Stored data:
/---

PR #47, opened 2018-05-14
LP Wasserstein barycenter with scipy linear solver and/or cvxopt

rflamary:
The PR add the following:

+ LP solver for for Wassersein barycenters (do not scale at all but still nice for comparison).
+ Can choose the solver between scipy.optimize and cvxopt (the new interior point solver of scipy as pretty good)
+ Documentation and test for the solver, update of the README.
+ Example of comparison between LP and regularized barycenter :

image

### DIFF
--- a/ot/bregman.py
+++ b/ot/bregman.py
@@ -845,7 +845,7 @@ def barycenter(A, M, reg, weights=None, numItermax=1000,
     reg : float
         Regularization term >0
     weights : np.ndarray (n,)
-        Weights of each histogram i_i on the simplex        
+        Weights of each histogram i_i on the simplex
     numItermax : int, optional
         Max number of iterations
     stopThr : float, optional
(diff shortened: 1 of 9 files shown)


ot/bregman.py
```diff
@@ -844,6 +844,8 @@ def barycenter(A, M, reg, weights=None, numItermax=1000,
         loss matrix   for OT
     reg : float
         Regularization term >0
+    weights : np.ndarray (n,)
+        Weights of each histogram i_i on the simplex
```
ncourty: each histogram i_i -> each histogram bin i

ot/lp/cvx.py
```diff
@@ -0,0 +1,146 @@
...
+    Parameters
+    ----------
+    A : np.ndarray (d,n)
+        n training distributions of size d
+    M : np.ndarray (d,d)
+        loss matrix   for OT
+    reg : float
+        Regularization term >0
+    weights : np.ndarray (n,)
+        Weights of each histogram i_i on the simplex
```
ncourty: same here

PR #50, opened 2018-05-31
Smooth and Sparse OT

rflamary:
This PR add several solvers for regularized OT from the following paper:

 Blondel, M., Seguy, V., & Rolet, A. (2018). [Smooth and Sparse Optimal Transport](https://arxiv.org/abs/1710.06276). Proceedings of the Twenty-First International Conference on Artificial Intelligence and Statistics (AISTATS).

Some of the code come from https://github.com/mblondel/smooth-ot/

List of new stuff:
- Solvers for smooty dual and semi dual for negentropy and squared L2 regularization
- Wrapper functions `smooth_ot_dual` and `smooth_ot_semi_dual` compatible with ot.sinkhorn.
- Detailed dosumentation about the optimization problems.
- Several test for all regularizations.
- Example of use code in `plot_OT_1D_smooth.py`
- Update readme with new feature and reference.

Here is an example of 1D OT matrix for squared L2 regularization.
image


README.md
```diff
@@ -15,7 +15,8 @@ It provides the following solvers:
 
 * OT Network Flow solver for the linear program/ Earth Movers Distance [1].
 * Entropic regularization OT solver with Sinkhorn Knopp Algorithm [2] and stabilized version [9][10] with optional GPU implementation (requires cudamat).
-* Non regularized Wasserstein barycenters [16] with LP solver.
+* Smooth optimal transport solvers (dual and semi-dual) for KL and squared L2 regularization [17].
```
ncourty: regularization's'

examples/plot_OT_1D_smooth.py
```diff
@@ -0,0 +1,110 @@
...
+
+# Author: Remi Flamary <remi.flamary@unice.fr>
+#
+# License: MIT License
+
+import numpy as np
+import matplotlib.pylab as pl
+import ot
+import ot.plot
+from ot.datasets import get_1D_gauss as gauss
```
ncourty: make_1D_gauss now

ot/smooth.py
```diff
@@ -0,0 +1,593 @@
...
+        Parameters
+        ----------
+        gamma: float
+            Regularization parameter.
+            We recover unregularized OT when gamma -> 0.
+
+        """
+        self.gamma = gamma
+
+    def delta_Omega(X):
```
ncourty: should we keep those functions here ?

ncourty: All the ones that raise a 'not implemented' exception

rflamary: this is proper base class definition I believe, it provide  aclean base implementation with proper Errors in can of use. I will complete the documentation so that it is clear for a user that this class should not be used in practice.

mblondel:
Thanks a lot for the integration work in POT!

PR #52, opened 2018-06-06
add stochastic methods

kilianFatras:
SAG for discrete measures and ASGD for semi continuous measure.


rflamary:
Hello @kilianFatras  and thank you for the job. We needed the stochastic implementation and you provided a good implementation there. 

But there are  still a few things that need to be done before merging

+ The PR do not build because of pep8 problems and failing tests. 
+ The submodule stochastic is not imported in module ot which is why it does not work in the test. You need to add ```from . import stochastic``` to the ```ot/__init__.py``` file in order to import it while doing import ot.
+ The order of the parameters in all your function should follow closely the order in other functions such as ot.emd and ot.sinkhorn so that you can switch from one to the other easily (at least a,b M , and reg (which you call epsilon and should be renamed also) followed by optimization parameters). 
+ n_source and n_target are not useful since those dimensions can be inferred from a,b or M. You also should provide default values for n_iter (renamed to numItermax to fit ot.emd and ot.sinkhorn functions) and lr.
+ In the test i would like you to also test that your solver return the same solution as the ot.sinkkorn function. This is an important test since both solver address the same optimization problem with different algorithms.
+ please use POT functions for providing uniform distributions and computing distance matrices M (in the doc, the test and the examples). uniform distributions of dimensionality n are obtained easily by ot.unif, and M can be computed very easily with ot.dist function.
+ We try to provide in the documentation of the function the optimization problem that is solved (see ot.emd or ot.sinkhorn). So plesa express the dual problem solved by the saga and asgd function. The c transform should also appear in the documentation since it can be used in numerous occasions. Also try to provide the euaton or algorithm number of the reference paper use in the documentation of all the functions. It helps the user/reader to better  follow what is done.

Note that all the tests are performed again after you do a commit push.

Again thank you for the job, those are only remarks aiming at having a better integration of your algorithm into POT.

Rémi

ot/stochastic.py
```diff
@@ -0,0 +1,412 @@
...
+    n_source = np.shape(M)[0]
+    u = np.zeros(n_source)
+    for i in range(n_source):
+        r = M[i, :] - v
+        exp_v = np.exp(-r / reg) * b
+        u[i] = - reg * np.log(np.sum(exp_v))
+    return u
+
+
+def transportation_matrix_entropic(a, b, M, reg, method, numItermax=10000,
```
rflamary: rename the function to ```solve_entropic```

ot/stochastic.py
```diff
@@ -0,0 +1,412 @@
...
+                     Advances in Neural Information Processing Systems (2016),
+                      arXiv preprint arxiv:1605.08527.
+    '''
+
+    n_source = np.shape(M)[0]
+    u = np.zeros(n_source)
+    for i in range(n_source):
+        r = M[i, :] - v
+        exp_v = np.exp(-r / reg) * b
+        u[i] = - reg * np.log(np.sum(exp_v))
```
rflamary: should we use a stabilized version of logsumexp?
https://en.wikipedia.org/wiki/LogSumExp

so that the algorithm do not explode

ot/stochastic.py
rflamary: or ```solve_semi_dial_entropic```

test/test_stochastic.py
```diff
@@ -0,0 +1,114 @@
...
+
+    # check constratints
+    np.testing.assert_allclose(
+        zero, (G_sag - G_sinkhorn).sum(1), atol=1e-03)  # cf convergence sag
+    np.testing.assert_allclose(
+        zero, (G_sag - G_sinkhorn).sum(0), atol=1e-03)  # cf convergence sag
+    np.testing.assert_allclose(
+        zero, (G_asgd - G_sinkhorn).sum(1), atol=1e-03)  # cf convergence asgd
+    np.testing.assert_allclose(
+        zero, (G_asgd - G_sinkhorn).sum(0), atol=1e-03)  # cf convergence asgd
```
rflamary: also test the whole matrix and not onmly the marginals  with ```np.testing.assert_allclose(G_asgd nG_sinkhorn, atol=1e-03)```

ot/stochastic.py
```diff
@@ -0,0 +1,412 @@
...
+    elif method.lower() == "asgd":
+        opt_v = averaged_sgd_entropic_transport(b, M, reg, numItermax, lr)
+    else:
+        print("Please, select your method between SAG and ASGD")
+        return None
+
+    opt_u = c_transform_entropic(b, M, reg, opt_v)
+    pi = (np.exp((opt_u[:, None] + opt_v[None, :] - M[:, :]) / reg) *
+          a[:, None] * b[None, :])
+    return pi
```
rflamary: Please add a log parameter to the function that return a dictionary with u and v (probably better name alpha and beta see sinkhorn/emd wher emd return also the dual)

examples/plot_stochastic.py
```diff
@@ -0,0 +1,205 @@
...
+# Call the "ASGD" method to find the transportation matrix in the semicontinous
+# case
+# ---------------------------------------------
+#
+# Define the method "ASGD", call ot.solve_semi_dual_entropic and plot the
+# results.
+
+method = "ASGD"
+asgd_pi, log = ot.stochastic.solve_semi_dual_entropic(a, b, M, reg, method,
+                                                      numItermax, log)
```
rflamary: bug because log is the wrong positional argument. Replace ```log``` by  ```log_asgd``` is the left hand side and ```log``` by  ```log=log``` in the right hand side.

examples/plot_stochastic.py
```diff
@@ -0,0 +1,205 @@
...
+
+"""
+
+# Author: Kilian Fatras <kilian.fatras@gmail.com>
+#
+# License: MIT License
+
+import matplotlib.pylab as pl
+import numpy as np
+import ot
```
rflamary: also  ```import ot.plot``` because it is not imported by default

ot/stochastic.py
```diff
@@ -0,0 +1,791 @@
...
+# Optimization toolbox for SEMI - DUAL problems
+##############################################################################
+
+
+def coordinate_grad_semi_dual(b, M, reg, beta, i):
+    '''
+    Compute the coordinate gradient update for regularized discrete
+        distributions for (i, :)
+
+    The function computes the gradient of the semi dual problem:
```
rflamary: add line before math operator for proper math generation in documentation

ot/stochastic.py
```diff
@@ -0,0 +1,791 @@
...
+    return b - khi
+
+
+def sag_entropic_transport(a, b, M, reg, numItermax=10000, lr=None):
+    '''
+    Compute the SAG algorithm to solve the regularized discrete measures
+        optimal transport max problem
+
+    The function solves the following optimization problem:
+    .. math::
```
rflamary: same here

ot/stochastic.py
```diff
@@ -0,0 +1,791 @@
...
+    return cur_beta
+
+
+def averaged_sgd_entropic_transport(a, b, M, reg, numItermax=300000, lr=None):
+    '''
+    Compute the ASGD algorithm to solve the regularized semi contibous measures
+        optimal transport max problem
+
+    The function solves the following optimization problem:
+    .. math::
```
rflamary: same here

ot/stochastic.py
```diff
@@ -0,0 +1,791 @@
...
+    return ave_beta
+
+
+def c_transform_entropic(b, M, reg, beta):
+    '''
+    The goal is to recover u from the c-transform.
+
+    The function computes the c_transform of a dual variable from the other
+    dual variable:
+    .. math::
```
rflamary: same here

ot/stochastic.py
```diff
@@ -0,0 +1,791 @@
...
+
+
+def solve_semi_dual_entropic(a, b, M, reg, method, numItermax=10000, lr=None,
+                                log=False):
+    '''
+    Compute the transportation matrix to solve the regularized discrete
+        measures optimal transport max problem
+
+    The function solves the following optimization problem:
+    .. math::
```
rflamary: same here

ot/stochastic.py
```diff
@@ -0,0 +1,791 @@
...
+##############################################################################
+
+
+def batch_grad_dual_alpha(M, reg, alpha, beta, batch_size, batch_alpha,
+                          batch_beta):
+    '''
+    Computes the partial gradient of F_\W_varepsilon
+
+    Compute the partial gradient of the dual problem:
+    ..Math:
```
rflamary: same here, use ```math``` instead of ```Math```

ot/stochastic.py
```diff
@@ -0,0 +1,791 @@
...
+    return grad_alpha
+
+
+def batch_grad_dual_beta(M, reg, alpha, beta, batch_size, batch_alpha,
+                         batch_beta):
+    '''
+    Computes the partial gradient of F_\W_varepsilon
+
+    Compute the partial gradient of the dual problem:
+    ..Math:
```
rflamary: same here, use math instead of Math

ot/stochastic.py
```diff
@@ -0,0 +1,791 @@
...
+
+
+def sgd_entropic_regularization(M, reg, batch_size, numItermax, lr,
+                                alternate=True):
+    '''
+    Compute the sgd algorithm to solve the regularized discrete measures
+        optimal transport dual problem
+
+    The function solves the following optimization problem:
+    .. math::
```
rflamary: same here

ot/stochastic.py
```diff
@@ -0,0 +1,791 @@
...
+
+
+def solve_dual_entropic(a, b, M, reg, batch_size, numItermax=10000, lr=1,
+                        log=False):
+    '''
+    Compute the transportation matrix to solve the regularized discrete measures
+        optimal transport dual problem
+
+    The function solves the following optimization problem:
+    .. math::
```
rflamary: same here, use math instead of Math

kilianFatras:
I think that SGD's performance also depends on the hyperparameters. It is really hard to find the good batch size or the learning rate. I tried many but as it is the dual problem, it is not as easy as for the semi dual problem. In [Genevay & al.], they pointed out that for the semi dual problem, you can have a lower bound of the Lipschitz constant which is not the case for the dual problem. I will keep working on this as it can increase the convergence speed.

\---

YOUR GOAL: Where a line of the records has the string "bregman", copy that line.

EXPECTED OUTPUT:
--- a/ot/bregman.py
+++ b/ot/bregman.py
ot/bregman.py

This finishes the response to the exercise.